Collected data
============================================================

PR #802, opened 2026-08-30
fix(relay-testkit): close established connections on shutdown

### LINKED ISSUE #766: f2z-relay-testkit: the double has no server-shutdown path at all, so nothing can hold it in step with production's
Follow-up to #678 / PR #764, deliberately left out of that PR and reported rather than done.

## The correction

#678's divergence table has a "shutdown" row claiming production sends `Outbound::close(CLOSE_GOING_AWAY)` while the testkit `break`s with no close frame. **That row compares two different arms**, and PR #764's author caught it:

- **Production has two watches.** `closed_rx` breaks with no frame — correctly, because the writer has already sent the close. `shutdown` sends `CLOSE_GOING_AWAY` and then breaks.
- **The testkit has one**, `shutdown_rx`, and it is the *former* — the writer-finished signal, not server shutdown.

So the testkit does not diverge on server shutdown. **It has no server-shutdown path at all.** `RelayServer::shutdown` only stops accepting new connections; nothing tells an established connection's loop to send a close and wind down.

The other two rows of that table were real and are fixed in #764: `CLOSE_GOING_AWAY` now exists in `f2z-relay-testkit` (it was not defined in the crate at all) and the keepalive-failure close is 1001 in both implementations, with a unit test in each crate pinning all four codes independently.

## Why this is worth its own issue

The testkit is the second implementation the conformance vectors exist to hold in step with `f2z-relay`. A behaviour production has and the double **cannot express** is a gap in the double — that was the argument for adding the missing constant in #764, and it applies here with more force: a missing close-code constant is one value, a missing shutdown path is a whole arm of the state machine.

Concretely, nothing today can hold the two implementations in step on: does an established connection get a close frame when the server goes down, with which status, and does it get it before the socket dies?

## Why #764 did not do it

Adding it needs a new channel plumbed into the testkit's `drive`, which changes that function's signature. That is a larger change than the issue it came from was about, and it does not belong bundled with a test-coverage PR. Doing it separately also means it gets its own falsification rather than riding along on someone else's.

## Wanted

1. Give `f2z-relay-testkit` a real server-shutdown signal, distinct from the existing writer-finished `shutdown_rx`, so an established connection can be told to wind down.
2. Make an established connection send `CLOSE_GOING_AWAY` on that signal, matching production.
3. **Prove the arm is exercised.** Break it and show a test turns red — a shutdown path nobody has watched fail is not a shutdown path. A positive control is needed too: a connection that is *not* being shut down must not receive a close frame.
4. Decide whether a conformance vector should assert this, or whether it stays a crate-level test. WIRE.md names no status for shutdown, so **this is alignment with production, not conformance** — do not write it up as a spec requirement.

## Scope

`rs/` only. Do not change production `f2z-relay` behaviour to match the testkit; production is the reference here, and its two-watch structure is correct as it stands.

skyl:
Closes #766

## Summary
- give `connection::drive` a server-shutdown watch distinct from its writer-finished watch
- send WebSocket status 1001 before an established testkit connection winds down, matching production
- track listener-owned connection tasks so `RelayServer::shutdown().await` waits until their close path finishes
- keep in-process connections independent of the listener shutdown lifecycle

## Test rationale
`WIRE.md` names no shutdown close status, so this stays a crate-level production-alignment test rather than a conformance vector.

The new real-WebSocket test was first run against the pre-fix implementation and failed red by timing out while waiting for the shutdown frame. With the implementation present it asserts the target server sends `CLOSE_GOING_AWAY`, and its positive control proves a connection to an independently running server receives no frame.

## Verification
- `cargo +1.97.1 test --locked -p f2z-relay-testkit --test server_shutdown`
- `cargo +1.97.1 test --locked --all-targets`
- `cargo +1.97.1 test --locked --doc`
- `scripts/check-rust-clippy.sh --root rs`
- `scripts/check-rust-deny.sh --root rs --config rs/deny.toml`
- `git diff --check`

### DIFF
--- a/rs/crates/f2z-relay-testkit/src/connection.rs
+++ b/rs/crates/f2z-relay-testkit/src/connection.rs
@@ -33,15 +33,19 @@ use crate::faults::{Effect, FaultInjector};
 use crate::outbound::{CLOSE_GOING_AWAY, CLOSE_NORMAL, CLOSE_PROTOCOL_ERROR, OutKind, Outbound};
 use crate::transport::{Transport, TransportSink, WireMessage};
 
-/// Serve one connection until either end closes.
-pub async fn drive(relay: Arc<Relay>, transport: Transport) {
+/// Serve one connection until either end closes or the server shuts down.
+pub async fn drive(
+    relay: Arc<Relay>,
+    transport: Transport,
+    mut server_shutdown: watch::Receiver<bool>,
+) {
     let (sink, mut stream) = transport.split();
     let (outbound_tx, outbound_rx) = mpsc::unbounded_channel::<Outbound>();
-    let (shutdown_tx, mut shutdown_rx) = watch::channel(false);
+    let (writer_finished_tx, mut writer_finished_rx) = watch::channel(false);
 
     let mut connection = relay.open_connection(outbound_tx.clone());
     let faults = relay.faults().clone();
-    let writer = tokio::spawn(writer_task(sink, outbound_rx, faults, shutdown_tx));
+    let writer = tokio::spawn(writer_task(sink, outbound_rx, faults, writer_finished_tx));
 
     let handshake_timeout = relay.config().handshake_timeout;
     let ping_interval = relay.config().ping_interval;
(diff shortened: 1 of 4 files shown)


skyl:
Exact-head review is bound to `351cdd0f72cfb50fe68db29061b200e8f76c8a31`. I found no unresolved P0/P1/P2. `Closes #766`, the four-file testkit diff is one logical server-shutdown change, and `git diff --check` is clean.

Adversarial trace: the listener owns its connection `JoinSet`; the server-shutdown watch is distinct from writer-finished; an established `drive` enqueues close 1001, drops both outbound senders, and awaits the writer; the writer closes the sink and finishes before the listener's JoinSet drain lets `shutdown().await` return. In-process `FakeRelay` retains an independent false sender for exactly the lifetime of `drive`. The real-socket regression covers target-server 1001 and an independently live server as a no-frame control, matching the issue's crate-level/non-WIRE scope.

This is not merge-ready yet: exact-head CI is still running and the head has no approval. Any push resets this binding. It can land independently before #769; it does not affect the store release surface.

skyl:
Rebound to exact head `c298d1714e4ec01eb6cb93e49fc0a0ea10155258` after #782. The delta is a pure rebase onto `4b939558a21dc38164ff2b2fb56263ebc855acf2`: range-diff is unchanged and the patch-id remains `28e44f04d67f4617d303e6cedc36b4932754712e`. The prior adversarial verdict therefore rebinds with no unresolved P0/P1/P2; scope/linkage/release impact are unchanged and `git diff --check` is clean.

Fresh strict-base CI is only starting, so this is not a merge verdict yet. Any push resets this binding.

============================================================

◆ **Assignment**
For every line in the data above that holds "clone", return the line itself.

◆ **Answer to this problem**
     let mut connection = relay.open_connection(outbound_tx.clone());
     let faults = relay.faults().clone();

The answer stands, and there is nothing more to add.